- Opening Delimiter -
PR #4042, opened 2023-01-18
Move pg_notify to the server

dnephin:
## Summary

Related to #4039. Best viewed by individual commit.

This PR changes how we send notifications, and adds support for listening for multiple notifications.

1. We need to listen on multiple channels for #4039, so this PR starts by refactoring `ListenForNotify` to accept a list of channels. The previous "does notify match" becomes a lot more complicated with multiple listens, so this required a few other changes to remove the match function.
2. The channel for "grants by destination" had to use a match function because we don't have access to the destination ID from the trigger that was sending the notification. To address this I moved all the `pg_notify` into the application. I think this makes them easier to manage, but does require us to send the notification from every place a change is made. This happens to be the same places that we have to set the `update_index`, so it ends up being not so bad to send the notify from the server.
- Closing Delimiter -
> [Task instructions]:
Set down exactly the lines of the data above, beginning with the line that has "This PR changes" and ending with the line that has "1. We need to", and no others.

> [Response for this exercise]:
This PR changes how we send notifications, and adds support for listening for multiple notifications.

1. We need to listen on multiple channels for #4039, so this PR starts by refactoring `ListenForNotify` to accept a list of channels. The previous "does notify match" becomes a lot more complicated with multiple listens, so this required a few other changes to remove the match function.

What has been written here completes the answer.